May 6, 2026
In today’s industrial landscape, predictive maintenance has emerged as an essential strategic solution, enabling companies to anticipate problems before they even occur, thereby optimizing operations and extending the service life of equipment. Tebe, always at the forefront of innovation, is now making a significant contribution to this evolution through its advanced Torque Sensor.
Tebe's torque sensor is essential for companies facing challenges related to shaft breakage in their machines. All failures associated with this critical issue can be effectively monitored and managed with the use of this sensor.
The device measures and analyzes the force applied to the shaft, providing data that allows not only for the identification of excessive torque at specific times of the day, but also for estimating the shaft’s service life. This information is valuable for preventing catastrophic failures and optimizing equipment performance, ensuring greater safety and efficiency in your industrial operations.
Tebe’s Torque Sensor is a masterpiece of modern engineering. It uses strain gauges—highly sensitive devices installed directly on the machine shaft—to measure shear force. This signal is then processed by a smart module, which contains a microcontroller with Bluetooth capability, transmitting the data to a receiver (gateway). This gateway, in turn, sends the information to the cloud, accessible in real time via the IoTebe platform.
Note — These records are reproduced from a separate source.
PR #1137, opened 2016-09-04
Autosaves

mikejbrown:
Implements an `AutosaveManager` class which manages autosaves using the `Scheduler` system. There is a new field `AutosaveInterval` in Settings.xml (type: int, default value: 2, values <= 0 disable autosave) which gives the interval in minutes. Saves are stored in successive files `Autosave1.sav`, `Autosave2.sav`, `Autosave3.sav` and so on in the usual save directory. Autosaves from previous game sessions are not overwritten or deleted automatically.

Note 1: I have not implemented the UI for the settings dialog to change the autosave interval. (Nor do I really plan to: Unity UI stuff is beyond me.) Hopefully someone can do that in another PR or a PR on this branch.

Note 2: Saving seems to work fine, but loading occasionally breaks references to WorldController, MouseController etc... I'm not sure why this occurs but I don't see how it could be specific to my changes.


Assets/Scripts/Controllers/AutosaveController.cs
```diff
@@ -0,0 +1,131 @@
...
+// and you are welcome to redistribute it under certain conditions; See 
+// file LICENSE, which is part of this source code package, for details.
+// ====================================================
+#endregion
+using System;
+using System.IO;
+using System.Xml.Serialization;
+using Scheduler;
+
+public class AutosaveController
```
TomMalbran: I think this should be an AutosaveManager.

mikejbrown:
@TomMalbran good point... name changed.

TomMalbran:
At some point we need to decide where to place this managers. There are managers in the Controllers folder that are not managers, but I am not sure if they should be moved to the Models folder, since they are not like the other Models.

In on of my projects I starting using Services as middleware between controllers and models. This would be like our managers. I might make an issue to discuss that.

svmnotn:
@mikejbrown I'm not sure what happened with this PR but [GetSettingAsInt](https://github.com/mikejbrown/ProjectPorcupine/blob/feature/autosave/Assets/Scripts/Utilities/Settings.cs#L98) was replaced with [GetSetting](https://github.com/TeamPorcupine/ProjectPorcupine/blob/master/Assets/Scripts/Utilities/Settings.cs#L98)

Not quite sure how it hasn't been marked as a merge conflict... Please update and fix

mikejbrown:
@svmnotn Hmm.. #1092 got rid of that function and I guess the CI wasn't redone for this PR... that doesn't seem like the most robust CI system.

Anyway I'm fixing now.

svmnotn:
now it has conflicts.... What?.... ???

mikejbrown:
@svmnotn should be good now...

Installing this sensor is relatively simple and does not require any structural modifications to the equipment, as the strain gauge and the module are mounted directly on the shaft.
An oil and gas company was facing recurring failure issues with the coupling on a motor-fan unit. This coupling would fail after approximately 200 hours of operation, directly impacting production. The operation of this equipment was vital, accounting for 70% of production capacity. When the coupling failed, production dropped dramatically to just 30% of capacity.
To resolve the issue, the Tebe torque sensor was installed in the critical area where failures occur.
Communication between the module installed on the shaft and the gateway was via Bluetooth, with the gateway located near the module to ensure efficient data transmission.
Initially, torque monitoring was performed during equipment startup, from 0 rpm up to the rated speed of approximately 900 rpm. The graph below shows how the torque fluctuated abnormally around a mean line, indicating an unexpected condition.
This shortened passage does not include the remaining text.